# Enclosing a generator for sound dampening



## Pydpiper (Sep 20, 2006)

I would like to build some sort of enclosure for my generator, is there any material I should look for that will withstand bad weather?
This will be used in an isolated campsite to provide power, I just want to keep the generator close to the camper and dampen the sound as much as possible. I was thinking even a wall of a good sound barrier would be OK, 3 walls would be better.
Thanks!


----------



## Lasernerd (Sep 20, 2006)

Run the exhaust into a bucket of water


----------



## Diesel_Bomber (Sep 20, 2006)

A four walled enclosure to direct the sound upward works pretty well. Use door hinges to connect the edges so you can fold it flat, or knock the pins out and pack it down tight, or a combination of the two. Just make sure it's big enough for proper air flow. The water-bucket muffler works pretty well. On a friend's generator I installed an automotive muffler and welded a plate to the top of the muffler, worked a treat for keeping coffee warm. 

:buddies:


----------



## Brock (Sep 20, 2006)

Heat is a big issue, in you try to wall it off make sure you have lot's of ventilation. I have tried many things, built and enclosed space in a garage with a big fan and routed the exhaust (1.5 inch steel) 4 feet underground venting up through an old 55 gallon steel drum filled with gravel. It worked OK.

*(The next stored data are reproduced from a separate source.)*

PR #1845, opened 2023-12-11
More cleanup on unused old client code

AlexBrownAMD:


nakajee:
Please fix static analysis fail.

I am not sure what SolutionWriter was for.
I am OK with this change as long as all test pass.

AlexBrownAMD:
Fixed static analysis. Also built rocblas and ran gemm-related tests against this change.

SolutionWriter was for old client - custom client code was written to launch each solution in old client which is why it required rebuild for each test. New client is more modular by loading kernels from codeobject and logic files.

nakajee (approved):
Thanks for your explanation.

I tell you though, get a Honda EU1000i or EU2000i and be done with it. Much more quiet, way easier to work on, cheaper in the long run (fuel wise) and easy to lock up or move.


----------



## Pydpiper (Sep 20, 2006)

I have been looking at the Honda 2000i, it is quite spectacular. However, I bought this noisy little thing for use in 2 weekends per year. I will buy the Honda eventually.
Any particular material or combination of materials for the enclosure?
How do you hook up to the exhaust for the bucket idea?


----------



## DUQ (Sep 20, 2006)

For the walls, you can use 2x4 steel studs and insulate it with rock wool. Rock wool is fire rated and also absorbs sound much better than fiber bat insulation. Just an idea.


----------



## Pydpiper (Sep 21, 2006)

I will head into Home Depot and see what they have.

Thanks for the help guys!


----------



## Makarov (Sep 21, 2006)

Brock said:


> Heat is a big issue, in you try to wall it off make sure you have lot's of ventilation. I have tried many things, built and enclosed space in a garage with a big fan and routed the exhaust


My dad something like that in the family cabin, built a box and lined it with Rockwool plates, then made 2 holes in the wall, one for a fan and one for the exhaust. worked great, and not too much heat buildup.


----------



## Illum (Sep 21, 2006)

Lasernerd said:


> Run the exhaust into a bucket of water



might have trouble starting the beast tho....backpressure wont do you much good on startups



Brock said:


> Heat is a big issue, in you try to wall it off make sure you have lot's of ventilation. I have tried many things, built and enclosed space in a garage with a big fan and routed the exhaust (1.5 inch steel) 4 feet underground venting up through an old 55 gallon steel drum filled with gravel. It worked OK.
> 
> I tell you though, get a Honda EU1000i or EU2000i and be done with it. Much more quiet, way easier to work on, cheaper in the long run (fuel wise) and easy to lock up or move.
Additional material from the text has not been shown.